PR #63, opened 2019-05-06
Fail response future when connection fails

adam-fowler:
If there was no connection a noConnection error is thrown and the ClientBootstrap channel is never initialized. This means the response eventloopFuture is never connected up and the code will hang when you wait on it. 

To fix this I have added a thenIfErrorThrowing to catch the error and then set the response to fail inside there. 

Also added code to ensure the client.close() is always run

### DIFF
--- a/Sources/AWSSDKSwiftCore/AWSClient.swift
+++ b/Sources/AWSSDKSwiftCore/AWSClient.swift
@@ -105,14 +105,16 @@ extension AWSClient {
         let client = HTTPClient(hostname: nioRequest.head.headers["Host"].first!, port: 443)
         let future = try client.connect(nioRequest)
 
-        //TODO(jmca) don't block
-        let response = try future.wait()
-
-        client.close { error in
-            if let error = error {
-                print("Error closing connection: \(error)")
+        future.whenComplete {
+            client.close { error in
+                if let error = error {
+                    print("Error closing connection: \(error)")
+                }
             }
         }
+
+        //TODO(jmca) don't block
+        let response = try future.wait()
 
         return response
     }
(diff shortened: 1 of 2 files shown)


Yasumoto:
Instead of using the `response` promise, what if we just return the future provided from bootstrapping the Channel directly? Then we get a bit simpler error/success handling and don't have the extra promise hanging around, right?

Yasumoto:
Asked in discord to [see if I'm wildly offbase](https://discordapp.com/channels/431917998102675485/448584561845338139/574990431973015553) too just in case.

adam-fowler:
Saw your conversation in discord. The response promise supplies the HTTP response. The future returned from the bootstrapping the channel returns void. Similarly cascade(to:) requries another Future< Void >

adam-fowler:
@Yasumoto So I dug into this a little more. Looked at various implementations of HttpClients (Amzn Smoke, Vapor). The Amzn client is a bit shit, it uses a callback to supply the response data. Vapor client does what we need, but is a little more complex. It will create a future from the ClientBootstrap that contains the response data. I'll tidy up the code and probably post a new pull request sometime in the next few days.

Yasumoto:
@adam-fowler before you go too far.. I think we should throw it out in favor of the SSWG-favored https://github.com/swift-server/swift-nio-http-client

Only catch is they haven’t tagged a version, so I was thinking of waiting until a release is cut before switching over. What do you think?

adam-fowler:
Looking through the code for that client their solution for the connect() failing is pretty much the same as I have in this change. They use whenFailure() instead of flatMapErrorThrowing which I can change to using.

adam-fowler:
damn seemed to have messed up this branch, bringing in unnecessary stuff.

adam-fowler:
So I changed to using whenFailure() like swift-nio-http-client. If we could at least push that through as that would resolve the problem I am seeing. I'll add an issue about investigating swift-nio-http-client as a possible replacement for the aws-sdk-swift http client.

Regarding versioning, we could fork it and add a version ourselves until they get around to versioning it.

Yasumoto:
(sorry for the speed bump with my comment btw— I totally forgot to all hit the `Approve` ✅ button! 😅 Definitely we need this merged pronto)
:::
◆ **Exercise instructions**:
Count the lines above that contain the word "version". Write only the number.

◆ **Final answer**:
2